Here is the hinge we are using: https://img.goingm.com/Images%5CAmerock/amerock_pn_BP7565G10.jpg

I need to find/build a template to mount the hinges to the cabinet doors and to drill the pilot holes for the hinge into the face frame to ensure all the cabinets are square and level.

All i can find online are template system for european cup hinges. Does anyone have any suggestions where or how to create a solid template that will work for this?


----------



## Nubsnstubs (Aug 30, 2013)

Try Amerock. I have one for surface mount hinges with that pattern. ......... Jerry (in Tucson)


----------



## skatefriday (May 5, 2014)

I know this is not the answer you are looking for, but I just finished
installing doors into my first cabinet. I used the blum clip top hinges
and they are fantastic.
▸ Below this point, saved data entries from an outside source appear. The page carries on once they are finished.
Issue #1138, opened 2024-01-22
Add equal filtering support for columns of type `Long`


junaidzm13:
### Steps to Reproduce:
Apply an `=` or `!=` filter on a long column and it will throw an exception.

It's because we do not check for `Long` in `match` statement inside `EqualsClause case class`.

### Expected Result:
It should handle `=` and `!=` for columns of type `Long` and apply filters as expected.

PR #1139, opened 2024-01-22
#1138 support `Long` columns in EqualsClause filter method

junaidzm13:
- this change also adds tests for EqualsClause filter method to make sure that this bug doesn't get re-introduced.

### DIFF
--- a/vuu/src/test/scala/org/finos/vuu/core/filter/FilterClauseTest.scala
+++ b/vuu/src/test/scala/org/finos/vuu/core/filter/FilterClauseTest.scala
@@ -1,0 +1,81 @@
+package org.finos.vuu.core.filter
+
+import org.finos.vuu.core.table.RowWithData
+import org.scalatest.featurespec.AnyFeatureSpec
+import org.scalatest.matchers.should.Matchers
+import org.scalatest.prop.TableDrivenPropertyChecks._
+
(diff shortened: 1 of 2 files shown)


naleeha:
image
I think the test results looks really good, very descriptive & we get test for each case

vuu/src/test/scala/org/finos/vuu/core/filter/FilterClauseTest.scala
```diff
@@ -0,0 +1,60 @@
...
+      ("Int", "size", "7", false),
+      ("Long", "timestamp", "5", true),
+      ("Long", "timestamp", "0", false),
+      ("Float", "priceInFloat", "100.0", true),
+      ("Float", "priceInFloat", "100.1", false),
+      ("Double", "priceInDouble", "100.0", true),
+      ("Double", "priceInDouble", "100.1", false),
+      ("Boolean", "true-col", "true", true),
+      ("Boolean", "true-col", "false", false),
+      ("Null", "null-col", "null", false)
```
naleeha, line 37: I think there is two more edge cases here
1. if the there is a column with value null and we call filter(null) i would expect it to return true.
2. If there is a column that is no in the test data and you try to filter for that column i guess we need to report that as error.. not sure what it does currently 

The second one i would write its own test as its edge cases

naleeha (approved):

Used a jig on a drill press to bore out the cups,
mounted the plates to the cabinet, clicked the doors on, a couple
quick adjustments on the cam and it looked like a professional did it.

I can't recommend these hinges highly enough. And picked them up
for about $4.00 per hinge from a cabinet maker's supply place.


----------



## verdesardog (Apr 2, 2011)

Make your own jig!


----------



## skydiver (May 12, 2012)

Thanks for the feedback. I am going to opt for making my own jig. I am going to need to create two jigs:
One for the faceframe edges (a single jig for the top & bottom hinge locations should)
One/two for the cabinets faces I need to make this so they are good for both left and right cabinets (Remember i have a 3/8" rabbet for the cabinets).
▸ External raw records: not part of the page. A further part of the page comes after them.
PR #2372, opened 2026-09-03
Support session tables whose schema diverges from the source view table

anandBalachandar:
## Summary

Editing, CSV import, and CSV export all create a server-side session table via
`createSessionDataSource`/`beginEditSession`. Until now the session datasource
was always built by inheriting the source (view) datasource's config — columns,
filter, groupBy, sort, aggregations — which breaks whenever the session table's
schema differs from the view table's (a dedicated edit table, a separate
import/export table, etc.): the session subscribes with columns it doesn't
have, and view-only filter/sort/groupBy get carried over incorrectly.

This PR adds an explicit `SessionDataSourceOverrides` mechanism so callers can
declare the session table's columns and expected `VuuTable` up front, and fixes
a related bug in the CSV export path where column overrides were silently
ignored for local (`ArrayDataSource`-backed) session tables.

## Changes

- **`SessionDataSourceOverrides`** (`vuu-data-types`): new `{ columns?, table? }`
  argument added to `EditApi.createSessionDataSource` / `beginEditSession`.
- **`sessionDataSourceConfig` / `assertExpectedSessionTable`** (`vuu-utils`):
  shared helpers — discard the view config's filter/groupBy/sort/aggregations
  when session columns are overridden; validate the server-assigned session
  table's module against the expected table.
- **`VuuDataSource` / `TickingArrayDataSource`**: `createSessionDataSource`
  (and `TickingArrayDataSource.beginEditSession`) now honour `overrides`.
  `VuuDataSource.beginEditSession` (legacy path) intentionally left unchanged —
  it's a dead/broken API independent of this change.
- **`EditSession` / `useEditableTable`**: new `editColumns`/`editTable` props.
  `rowDefaults` pruning moved out of `begin()` into `reconcileWithSessionSchema`,
  which now also warns on missing `editColumns` and discards pending edits on a
  key-column mismatch. Hook returns `editSchema`/`columnsDiverge` for consumers
  rendering a single `Table` across view/edit modes.
- **`CsvUpload`**: new `importSchema`/`importTable` props for uploading into a
  table whose schema differs from the target table. Schema is fetched via
  `getTableSchema` when only `importTable` is given.
- **CSV export (`export-utils.ts`)**: `exportToCsv`/`exportCsvTemplate`/
  `exportSessionTableToCsv` accept `overrides`. Fixed a bug where overrides were
  passed to `createSessionDataSource` but never to the subsequent `subscribe()`
  call, so local session tables ignored the column restriction entirely.
- **Docs**: `vuu-data-editing/DESIGN.md` (RPC routing, divergent edit tables),
  `vuu-table-extras/csv-upload/README.md`, new `vuu-utils/docs/csv-export.md`.

### DIFF
--- a/vuu-ui/packages/vuu-data-editing/DESIGN.md
+++ b/vuu-ui/packages/vuu-data-editing/DESIGN.md
@@ -67,38 +67,55 @@ default the session data source is built from the view data source config, which
 would carry view-only columns — and any filter, `groupBy`, `sort`, or
 aggregations that reference them — onto a table that does not have them.
 
-`editColumns` and `editTable` describe the edit table when it differs:
+`EditSession` and `useEditableTable` are deliberately unaware of this: neither
+accepts a schema, an expected table, or any other transport-specific
+configuration. `useEditableTable`'s contract is exactly:
 
 ```ts
 useEditableTable({
   dataSource: viewDataSource, // subscribed; carries the createSessionTable RPC
-  editTable: EDIT_TABLE, // stable VuuTable
-  editColumns: EDIT_COLUMNS, // stable string[]
   isEditMode,
   onCancel,
   onSave,
 });
 ```
 
-Both are forwarded to `createSessionDataSource` / `beginEditSession` as a
-`SessionDataSourceOverrides` argument. Given `columns`, the data source builds
-the session config from `sessionDataSourceConfig` rather than inheriting the
-view config; `table` is checked against the module of the server-assigned
-session table. The session table name itself is always server-generated.
+Divergence is instead configured where the view data source is constructed, via
+an opaque `session` property:
 
-These overrides only affect how the session data source is constructed. Which
-data source subsequent operations target is unchanged — see [RPC
+```ts
+new VuuDataSource({
+  table: VIEW_TABLE,
+  columns: VIEW_COLUMNS,
+  session: {
+    table: EDIT_TABLE, // stable VuuTable
+    columns: EDIT_COLUMNS, // stable string[]
+  },
+});
+```
+
+`createSessionDataSource` / `beginEditSession` apply this internally: given
+`session.columns`, the session config is built from `sessionDataSourceConfig`
+rather than inheriting the view config; `session.table` is checked against the
+module of the server-assigned session table. A call-time
+`SessionDataSourceOverrides` argument (used by `CsvUpload`/`exportToCsv`, whose
+target data source is often shared and not under the caller's construction
+control) always takes precedence over the data source's own `session` config
+when both are present. `EditSession.begin()` never supplies one — it calls
+`createSessionDataSource(copyOption, sessionType)` with no third argument, so
+for editing the effective overrides are always whatever the data source was
+constructed with. The session table name itself is always server-generated.
+
+This only affects how the session data source is constructed. Which data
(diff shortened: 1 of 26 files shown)


heswell:
I think these API changes leak session-data-source construction details into `EditSession` and `useEditableTable`, which should own edit lifecycle and routing rather than schema/transport configuration.

Could the divergent-session definition instead live on the source data source (or its factory/configuration), preserving the existing editing API? For example:

```ts
useEditableTable({
  dataSource: viewDataSource,
  isEditMode,
  onCancel,
  onSave,
});
```

```ts
await sourceDataSource.createSessionDataSource(copyOption, "edit");
```

The view data source could be configured with an opaque session target:

```ts
new VuuDataSource({
  table: VIEW_TABLE,
  columns: VIEW_COLUMNS,
  session: {
    expectedTable: EDIT_TABLE,
    columns: EDIT_COLUMNS,
  },
});
```

`VuuDataSource.createSessionDataSource` could then apply the target internally: subscribe to the edit columns, discard incompatible view query state, and validate the server-returned table. This keeps `EditSession` and `useEditableTable` independent of schemas, expected tables, and transport-specific concerns.

Longer term, it might be preferable for the create-session response to provide the session schema or a subscription descriptor, allowing the client to construct the session data source from server-authoritative metadata and eliminate both overrides entirely. That needs an RPC contract change; moving the current overrides into data-source configuration would preserve the protocol while removing the API leakage now.

anandBalachandar:
Good point, and agreed - pushed a change that moves the divergent-session definition onto the source datasource.

`EditSession`/`useEditableTable` no longer accept `editColumns`/`editTable` at all. `useEditableTable`'s contract is now exactly what you proposed:

```ts
useEditableTable({ dataSource: viewDataSource, isEditMode, onCancel, onSave });
```

and `EditSession.begin()` calls `sourceDataSource.createSessionDataSource(copyOption, sessionType)` with no third argument - same as your snippet.

The divergent target is instead configured on the datasource itself, via a new opaque `session` property:

```ts
new VuuDataSource({
  table: VIEW_TABLE,
  columns: VIEW_COLUMNS,
  session: { table: EDIT_TABLE, columns: EDIT_COLUMNS },
});
```

`createSessionDataSource`/`beginEditSession` apply it internally - same mechanics as before (`sessionDataSourceConfig` discards the view's filter/groupBy/sort/aggregations, the returned table's module is validated), just relocated. One deviation from your snippet: I reused the existing `SessionDataSourceOverrides` shape (`{ columns?, table? }`) for `session` rather than introducing a second `expectedTable`-named type, to avoid maintaining two near-identical shapes.

I kept the per-call override parameter on `createSessionDataSource`/`beginEditSession` itself - it's an existing part of the `EditApi` surface, not something this PR added - because `CsvUpload`/`exportToCsv` have a genuinely different constraint: their target datasource is often app-supplied and shared elsewhere, so it can't always be reconstructed with a fixed `session` config just for one feature. Rather than reintroduce that leakage into `EditSession` for their sake, `useCsvUpload` now builds a small local adapter (implementing only `createSessionDataSource`/`tableSchema`, the two members `EditSession` actually touches on the source datasource before a session is active) that injects the import override at the RPC call site. `EditSession` itself never uses the parameter anymore — for editing, the effective overrides are always whatever the datasource was constructed with.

Does anyone have a how guide or suggestions on materials/design? I would like to create something that would actually be re-usable with the same hinges. I am considering remaking the bottom cabinets with bead-board MDF panels if we decide the flat MDF panels are too plain.


----------



## skydiver (May 12, 2012)

I was thinking of building it out of sheet metal kind of like this:









but I don't have a bending brake.


----------



## scvwood27 (Jan 21, 2013)

Totally off topic, but why did you use Maple if you plan on painting the doors? You are painting them right, considering the MDF panels? Why spend the extra money on maple instead of poplar or some other less expensive wood?


----------



## skydiver (May 12, 2012)

I was going to use poplar for the rails and stiles with MDF inserts but on the first test cabinet door I made, it seems to get dinged very easily. s4s Maple was $1.42 BF vs. $1.15 BF for poplar so I splurged. It upped the cost about $45 for the whole project and made my wife happy.


----------



## scvwood27 (Jan 21, 2013)

Nice. Maple is 3.99 a bf around here. Poplar isn't much cheaper. Dang!


----------



## KDO (Oct 26, 2010)

Did you try contacting Amerock like Jerry suggested, since those are Amerock hinges? 
The few times I have done that, the hinge company had a template.


----------



## skydiver (May 12, 2012)

Yes I did call and after ten minutes of taking to the guy explaining what a jig was used for, he told be to go to home depot…


----------



## skydiver (May 12, 2012)

So it has been awhile since I updated this post. The project is 95% complete with a few hiccups along the way including losing 1/2" on my middle finger and 1/3" on my ring finger of my right hand. I wrote a blog post on my google plus page along with photos CAUTION GRAPHIC PHOTOS ON THIS POST: https://plus.google.com/109645038641482544273/posts/dpk8pb9aVed


----------



## skydiver (May 12, 2012)

I would be joyful to discuss a better router table lift system than what I used to build the cabinets. I am kind of gun shy to finish building the remaining three cabinets until I get a batter router table solution.


----------



## cabmaker (Sep 16, 2010)

Industry standard for spacing on the hinge you show is the width of the hinge plate itself.


----------



## skydiver (May 12, 2012)

I ended up buying a cheap metal bending break from Harbor Freight and built this:








I first drilled the location for the left handed hinges into the template backed by a scrap piece of rail stock. I then flipped the stock over, flipped the template over and drilled from the wood through the template for the other side.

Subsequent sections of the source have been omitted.